From a plain reading of Exh.2 as well as the statement of PW 7, it is clear that the learned magistrate has satisfied himself about the identity of Smt. Shivratri Devi;

he put questions to her and satisfied himself about her condition that she was fit enough to make the statement. The statement itself consists of two sentence. Having regard to all the facts and circumstances both the courts below have relied upon the dying declaration and we find no cogent reason to take a different view of the matter. Having found that the dying declaration is true and acceptable there is no escape from the conclusion that the appellant was responsible for intentionally causing burn injuries to his wife Smt. Shivratri Devi, which resulted in her death.
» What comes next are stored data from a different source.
PR #1685, opened 2016-03-31
add Mail.Ru

hepler:
Add Mail.Ru to list of email providers.


RichJeanes:
Might I suggest linking to their help page that gives instructions to enable 2FA instead of their general info about it?
I found this link: https://help.mail.ru/enmail-help/settings/2auth

hepler:
Ah, good call! Updated.

PR #1689, opened 2016-04-03
add Pinterest

hepler:
Add Pinterest to social section


fpigerre:
Thanks for the pull request @hepler! :+1:

Carlgo11:
while we usually don't like to add a twitter account that isn't monitored by the company there doesn't seem to be any other twitter account that they monitor.
Thanks for the PR @hepler!

PR #1690, opened 2016-04-04
Add an index page for notes

fpigerre:
Hello!

This pull request adds an index page to the notes section of twofactorauth.org.
When the site is run, the index page would appear at `twofactorauth.org/notes/` and looks similar to the following screenshot:

notes

Thankyou,
psgs :palm_tree:


jamcat22:
:shipit:

PR #1693, opened 2016-04-07
adding charles schwab bank

ashtonian:


jamcat22:
Do they use the same login system as their investment branch? We already have them listed under "Investing".

ashtonian:
Ahh yes - duh and they are more of a investing company then a banking company. So I apologize. 

Probably remove this branch and I'll make another PR to remove the broken link and add an exception note.

jamcat22:
It's ok. I'll close this PR.

PR #1802, opened 2016-06-06
Adding LabTech

guygregory:


mxxcon:
From the documentation link, it seems like this is a self-hosted software product. Am I correct? Generally this site does not list such.

guygregory:
It's offered as either self-hosted (LabTech) or SaaS (LabTech Cloud). The documentation is the same in both cases.

guygregory:
Either way, the actual software used (LabTech Control Center) is installed on a local PC. If you need any more info to help you decide suitability, please let me know.

_data/remote.yml
```diff
@@ -15,6 +15,14 @@ websites:
       software: Yes
       doc: https://secure.logmein.com/welcome/webhelp/EN/Pro/LogMeIn/c_common_Security_TwoStep.html
 
+    - name: LabTech Control Center
+      url: http://www.labtechsoftware.com/
```
Carlgo11: Seems like they support https. Please change the URL to `https://www.labtechsoftware.com/` :wink:

_data/remote.yml
```diff
@@ -15,6 +15,14 @@ websites:
...
+      img: labtech.png
+      tfa: Yes
+      software: Yes
+      hardware: Yes
```
Carlgo11, line 23: I can't find anything relating to hardware based authentication on the doc page or on AuthAnvil's official page.
Maybe you could point me in the right direction?

guygregory, line 23: https://www.scorpionsoft.com/tokens

RichJeanes:
Is there any documentation for end users to enable 2FA on their accounts and/or a page that actually lists the available types of 2FA? 

The currently linked documentation says

> Your employees will input their chosen PIN and then a one-time is generated from an AuthAnvil app on their smartphone

Is there any documentation of hardware 2FA support?

PR #1805, opened 2016-06-06
Add weibo

stephengroat:
Could you some other eyes on this. My chinese reading is subpar

The accounts have the idea of a "Bound phone," but I can't tell if it's two factor or single factor

No twitter account as they are a twitter competitor


Carlgo11:
Can't say I'm much better at Chinese. Are you aware of any support email address or a facebook page?
I added `email_address` and `facebook` tags not too long ago for sites that don't have a twitter account to turn to (or don't respond on twitter).

See of it as a last alternative to the `Twitter` tag.

stephengroat:
Do you have an example of the facebook? their page is https://www.facebook.com/chinatweet. A little bit of twitter competition

Carlgo11:
That looks like a spam account. Facebook handles are added like this:
`facebook: <Facebook_Handle>`
So for example, if there was a facebook page for TwoFactorAuth.org  the URL would probably be `https://facebook.com/twofactorauth/` and so the facebook tag would be `facebook: twofactorauth`

PR #1810, opened 2016-06-11
Change http URLs to https

Carlgo11:
Hello y'all!
I built a very simple PHP script to check for http links found in data.json. It then replaced `http://` with `https://` and checked if the site returned a `200` response.
That method has a lot of problems when it comes to redirects and non-working URLs but these are the sites that responded with the exact 200 code.

**TL;DR** I did a strict check on all http links to see if the https version existed.

All links updated have been double checked by me.

### DIFF
--- a/_data/backup.yml
+++ b/_data/backup.yml
@@ -17,14 +17,14 @@ websites:
     doc: http://support.apple.com/kb/ht5570
 
   - name: Backblaze
-    url: http://www.backblaze.com
+    url: https://www.backblaze.com
     img: backblaze.png
     tfa: Yes
     sms: Yes
     doc: https://www.backblaze.com/blog/two-factor-verification-for-backblaze/
 
   - name: Bitcasa
-    url: http://www.bitcasa.com/
+    url: https://www.bitcasa.com/
     twitter: Bitcasa
     img: bitcasa.png
     tfa: No
@@ -37,7 +37,7 @@ websites:
     doc: https://support.box.com/hc/en-us/articles/200526658-Can-I-enable-2-step-verification-for-my-account-
 
   - name: CloudApp
-    url: http://www.getcloudapp.com/
+    url: https://www.getcloudapp.com/
     twitter: cloudapp
     img: cloudapp.png
     tfa: No
@@ -63,7 +63,7 @@ websites:
     tfa: Yes
     sms: Yes
     software: Yes
-    doc: http://blog.evernote.com/blog/2013/10/04/two-step-verification-available-to-all-users/
+    doc: https://blog.evernote.com/blog/2013/10/04/two-step-verification-available-to-all-users/
 
   - name: FileThis
     url: https://filethis.com
--- a/_data/banking.yml
+++ b/_data/banking.yml
@@ -138,7 +138,7 @@ websites:
       tfa: Yes
       software: Yes
       sms: Yes
-      doc: http://www.citibank.com.au/otp/
+      doc: https://www.citibank.com.au/otp/
 
     - name: Citizens Bank
       url: https://www.citizensbank.com
@@ -201,7 +201,7 @@ websites:
       tfa: Yes
       hardware: Yes
       software: Yes
-      doc: http://www1.firstdirect.com/1/2/securekey/
+      doc: https://www1.firstdirect.com/1/2/securekey/
 
     - name: First Republic Bank
       url: https://www.firstrepublic.com/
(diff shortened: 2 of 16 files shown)


fpigerre:
This is awesome! :+1:

Carlgo11:
Thank you @psgs :smile: 
I've thought about doing it for a while now. Hopefully I'll get around to converting it to a ruby script so that we can implement it in the travis-ci checks.

mxxcon:
I have a concern. Just because it gave you `200` status code, doesn't mean the returned content was the same as plain http site.. Some sites can (incompetently) serve wrong/different content on https url...

Carlgo11:
@mxxcon, true but that's why I double checked the sites

jamcat22:
@mxxcon: I rechecked all the urls for both their HTTP and HTTPS versions, and almost all of them returned the same content for each page. 
I also double checked that none of the sites had sketchy certificates or mixed-content errors. The results are shown below, in addition to some general mistakes I found along the way. @Carlgo11: I rechecked every URL, and wrote each issue I encountered below. 
How should we deal with mixed-content errors, even if the site loads without needing to create a security exception or manually allow the mixed-content to load?

### Issues found with websites in this PR, that don't necessarily need to be fixed:
- [ ] Dyn's HTTPS URL for their main page returns a mixed-content error, but the website still loads correctly without further user input.
- [ ] TIDAL's HTTPS URL for their main page returns a mixed-content error, but the website still loads correctly without further user input. Disabling mixed-content protection causes the website to redirect to HTTP.
- [ ] Nintendo's HTTPS URL for their main page returns many mixed-content errors, but the website still loads correctly without further user input.
- [ ] Misfit's HTTPS URL for their main page returns many mixed-content errors, but the website still loads correctly without further user input. Disabling mixed-content protection yields many `GET` requests for various images over an insecure connection.
- MyFitnessPal's HTTPS URL for their main page returns a mixed-content error, however their website automatically redirects to HTTPS, so this is a non-issue. Disabling mixed-content protection yields many `GET` requests to AWS CloudFront.
- [ ] Softlayer's HTTPS URL for their doc page returns a mixed-content error, but the website still loads correctly without further user input.
- [ ] Pacific Gas and Electric Company's HTTPS URL for their main page redirects to their HTTP URL. 

### Issues found with websites in this PR, that should be fixed in this PR:
- [x] Fabulous's HTTPS URL for their main page returns a mixed-content error and an SHA1 certificate, but the website still loads correctly without further user input.
- [x] Desura's HTTPS URL for their main page returns a mixed-content error and a completely different website when the error is bypassed.
- [x] Trion Worlds' HTTPS URL for their main page returns a mixed-content error, rendering the site almost unusable without creating an exception. In addition, the page tries to redirect to a non-HTTPS version on first load. The non-WWW version of their HTTPS page returns an invalid certificate error. The HTTPS version of this website is completely unusable on browsers (such as iOS Safari) where bypassing mixed-content protection is not allowed.
- [x] Dome9 doesn't use `www.` in either its main or doc URLs, including for the HTTPS variants.

### Issues to fix in 7-8 other PRs, after this PR is merged, but before `gh-pages` is merged with `master`:
- [ ] The Evernote doc link should be changed to https://help.evernote.com/hc/en-us/articles/208314238.
- [x] SEB's doc link is broken.
- [x] TBC's doc link is broken. It should be changed to http://www.tbcbank.ge/web/en/web/guest/tbc-digipass.
- [ ] Sendloop's URL for their main page should be changed to https://sendloop.com.
- [x] Trion Worlds supports email 2FA by default. A doc link for it is available here.
- [x] Trion Worlds' doc URL should either be changed to https://support.trionworlds.com/hc/en-us/sections/200487368-General-Information as a general link, or https://support.trionworlds.com/hc/en-us/articles/204183357-Adding-a-Mobile-Authenticator as a link specifically for their software authenticator.
- [ ] Dome9's doc URL should be changed to http://support.dome9.com/knowledgebase/articles/399400-totp-mfa-google-authenticator-7-29-2014.
- [ ] Pacific Gas and Electric Company should have the ending `PG&E` removed from the name line, as this is redundant.

Carlgo11:
@jamcat22 when it comes to mixed content I think we should use the https URL as long as the website works somewhat like the http version. I think the maintainers of the websites will eventually come around to fix the mixed content issues when enough people use https (As in people don't use IE anymore.)

If you find a better suited URL than the one already listed I suggest we make another separate PR for that.
I've marked the subjects you brought up that I think should be brought up in another PR.

The SHA-1 certificate for Fabulous makes me think we shouldn't use their HTTPS link as it will be blocked by some browsers.

Will push a new commit soon.

jamcat22:
@Carlgo11 I've updated my comment with different sections to address issues that don't necessarily need to be fixed, should be fixed in this PR, or should be fixed in another PR.

jamcat22:
Thanks for making those changes @Carlgo11! :smile:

Though, no corroboration of dying declaration as such is necessary to convict the accused a principle which has been laid down in Khushal rao's case (supra), however, in this case, there is circumstantial evidence which corroborates the dying declaration, viz., the statements of PWs 3 and 4 that they found the victim in her room where the smell of kerosene was present, the statement of PW-5, the doctor who conducted the postmortem examination after four days of the accident noticed smell of kerosene from the scale of the deceased, statements of PWs 4 and 6 who rushed to the house of the appellant immediately after hearing of the incident and found that the house was locked from inside and the appellant was delaying in opening the lock on one pretext or the other; the plea of the appellant that she died of accident while igniting the oven and that the appellant and DW-2 put water on her was belied from the evidence on record as no sign of water was found in the kitchen and that the ash in the oven was found in tact.

These facts corroborate and lend assurance to the truth of the declaration of the deceased "mere pati ne mujhe jala diya hai" .

Before parting with this case we consider it appropriate to observe that though the prosecution has to prove the case against the accused in the manner stated by it and that any act or omission on the part of the prosecution giving rise to any reasonable doubt would go in favour of the accused, yet in a case like the present one where the record shows that investigating officers created a mess by bringing on record Exh. 5/4 and GD Entry 517 and have exhibited remiss and/or deliberately omitted to do what they ought to have done to bail out the appellant who was a member of the police force or for any extraneous reason, the interest of justice demands that such acts or omissions of the officers of the prosecution should not be taken in favour of the accused, for that would amount to giving premium for the wrongs of the prosecution designedly committed to favour the appellant. In such cases, the story of the prosecution will have to be examined de hors such omissions and contaminated conduct of the officials otherwise the mischief which was deliberately done would be perpetuated and justice would be denied to the complainant party and this would obviously shake the confidence of the people not merely in the law enforcing agency but also in the administration of justice.

For the above reasons, we are of the view that the Trial Court as well as the High Court has rightly based the conviction on Exh. 2, the dying declaration. We find no merit in the appeal ad accordingly dismiss the same. The appellant, who is on bail, will now surrender to his bail bonds to serve out the sentence imposed upon him.